*** Opening Material for this task ***

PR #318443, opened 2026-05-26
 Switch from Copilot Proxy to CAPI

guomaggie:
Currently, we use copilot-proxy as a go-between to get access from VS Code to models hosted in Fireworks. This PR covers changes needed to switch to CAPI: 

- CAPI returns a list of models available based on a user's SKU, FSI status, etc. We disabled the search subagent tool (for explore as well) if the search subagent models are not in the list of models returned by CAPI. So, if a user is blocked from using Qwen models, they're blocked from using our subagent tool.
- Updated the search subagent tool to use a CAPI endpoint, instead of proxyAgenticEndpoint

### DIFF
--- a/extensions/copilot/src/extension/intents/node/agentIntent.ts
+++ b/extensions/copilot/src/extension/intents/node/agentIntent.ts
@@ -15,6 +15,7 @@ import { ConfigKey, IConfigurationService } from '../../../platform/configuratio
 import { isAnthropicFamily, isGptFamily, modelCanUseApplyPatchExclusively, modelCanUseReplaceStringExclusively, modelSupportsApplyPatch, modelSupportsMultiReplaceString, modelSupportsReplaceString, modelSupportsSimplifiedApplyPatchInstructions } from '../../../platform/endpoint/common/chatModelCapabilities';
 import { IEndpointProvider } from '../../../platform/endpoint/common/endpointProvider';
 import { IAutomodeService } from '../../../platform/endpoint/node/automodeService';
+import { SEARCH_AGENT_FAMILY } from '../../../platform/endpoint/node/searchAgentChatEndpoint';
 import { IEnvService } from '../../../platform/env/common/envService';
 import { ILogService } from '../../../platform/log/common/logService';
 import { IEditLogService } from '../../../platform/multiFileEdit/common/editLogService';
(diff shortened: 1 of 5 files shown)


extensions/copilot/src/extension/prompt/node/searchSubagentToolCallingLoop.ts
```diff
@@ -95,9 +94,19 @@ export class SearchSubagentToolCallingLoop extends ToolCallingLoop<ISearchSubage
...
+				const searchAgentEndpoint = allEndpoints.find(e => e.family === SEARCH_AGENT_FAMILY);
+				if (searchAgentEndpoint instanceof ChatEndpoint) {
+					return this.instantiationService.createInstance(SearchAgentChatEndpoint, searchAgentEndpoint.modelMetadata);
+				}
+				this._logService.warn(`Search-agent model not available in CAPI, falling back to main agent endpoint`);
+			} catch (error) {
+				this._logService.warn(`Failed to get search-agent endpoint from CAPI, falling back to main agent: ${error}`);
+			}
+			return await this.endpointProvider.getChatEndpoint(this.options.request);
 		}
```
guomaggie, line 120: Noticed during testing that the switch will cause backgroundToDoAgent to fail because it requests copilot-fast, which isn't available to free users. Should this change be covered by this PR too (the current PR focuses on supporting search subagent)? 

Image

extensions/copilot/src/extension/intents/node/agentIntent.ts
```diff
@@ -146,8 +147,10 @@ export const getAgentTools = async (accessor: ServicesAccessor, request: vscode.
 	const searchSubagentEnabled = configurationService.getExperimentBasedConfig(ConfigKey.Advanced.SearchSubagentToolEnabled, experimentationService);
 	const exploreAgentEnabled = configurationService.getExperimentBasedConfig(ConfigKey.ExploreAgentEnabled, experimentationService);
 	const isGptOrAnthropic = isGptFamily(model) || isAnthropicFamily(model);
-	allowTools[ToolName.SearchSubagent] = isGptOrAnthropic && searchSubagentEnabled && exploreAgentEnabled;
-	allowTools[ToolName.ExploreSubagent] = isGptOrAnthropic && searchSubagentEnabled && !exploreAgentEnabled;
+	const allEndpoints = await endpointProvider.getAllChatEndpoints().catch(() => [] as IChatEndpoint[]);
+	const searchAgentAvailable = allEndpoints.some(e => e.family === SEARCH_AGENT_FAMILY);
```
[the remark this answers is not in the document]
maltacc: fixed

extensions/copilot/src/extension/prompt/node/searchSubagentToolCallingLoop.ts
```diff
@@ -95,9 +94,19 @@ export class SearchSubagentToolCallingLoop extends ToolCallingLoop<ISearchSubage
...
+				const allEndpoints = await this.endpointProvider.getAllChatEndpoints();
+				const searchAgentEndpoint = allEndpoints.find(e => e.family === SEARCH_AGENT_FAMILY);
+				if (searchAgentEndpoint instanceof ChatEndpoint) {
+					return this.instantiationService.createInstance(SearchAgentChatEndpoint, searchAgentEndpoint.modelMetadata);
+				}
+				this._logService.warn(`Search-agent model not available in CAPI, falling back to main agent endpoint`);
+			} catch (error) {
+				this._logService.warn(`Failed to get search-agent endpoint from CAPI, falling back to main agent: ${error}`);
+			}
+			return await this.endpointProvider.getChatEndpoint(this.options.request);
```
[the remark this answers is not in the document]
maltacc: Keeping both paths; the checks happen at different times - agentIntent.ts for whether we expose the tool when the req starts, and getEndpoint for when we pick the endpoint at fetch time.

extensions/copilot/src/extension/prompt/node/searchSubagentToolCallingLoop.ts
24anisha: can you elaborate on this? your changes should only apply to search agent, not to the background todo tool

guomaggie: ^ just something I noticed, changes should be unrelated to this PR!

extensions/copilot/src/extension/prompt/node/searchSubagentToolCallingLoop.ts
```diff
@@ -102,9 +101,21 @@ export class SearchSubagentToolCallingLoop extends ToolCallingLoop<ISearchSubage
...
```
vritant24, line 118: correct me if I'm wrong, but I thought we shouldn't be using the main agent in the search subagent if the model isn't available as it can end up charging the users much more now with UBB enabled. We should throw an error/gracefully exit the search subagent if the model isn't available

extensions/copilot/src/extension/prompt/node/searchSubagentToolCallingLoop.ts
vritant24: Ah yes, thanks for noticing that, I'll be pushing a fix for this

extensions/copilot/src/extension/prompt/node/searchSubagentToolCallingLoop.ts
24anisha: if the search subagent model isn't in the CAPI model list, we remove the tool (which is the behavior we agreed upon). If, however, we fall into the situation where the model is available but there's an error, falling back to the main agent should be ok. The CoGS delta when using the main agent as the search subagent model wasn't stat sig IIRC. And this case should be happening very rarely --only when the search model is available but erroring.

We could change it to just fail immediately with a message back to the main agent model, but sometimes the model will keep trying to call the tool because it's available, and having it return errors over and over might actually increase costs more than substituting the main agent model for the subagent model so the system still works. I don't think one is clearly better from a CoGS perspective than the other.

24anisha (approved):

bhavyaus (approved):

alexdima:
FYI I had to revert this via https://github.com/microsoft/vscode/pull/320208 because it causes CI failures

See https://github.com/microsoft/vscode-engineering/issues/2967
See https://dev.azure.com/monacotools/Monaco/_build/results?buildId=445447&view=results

*** Closing Material for this task ***

### Directions for this task
Each line of the entries above that contains "ConfigKey" must be copied into the answer.

### Task answer
@@ -15,6 +15,7 @@ import { ConfigKey, IConfigurationService } from '../../../platform/configuratio
 	const searchSubagentEnabled = configurationService.getExperimentBasedConfig(ConfigKey.Advanced.SearchSubagentToolEnabled, experimentationService);
 	const exploreAgentEnabled = configurationService.getExperimentBasedConfig(ConfigKey.ExploreAgentEnabled, experimentationService);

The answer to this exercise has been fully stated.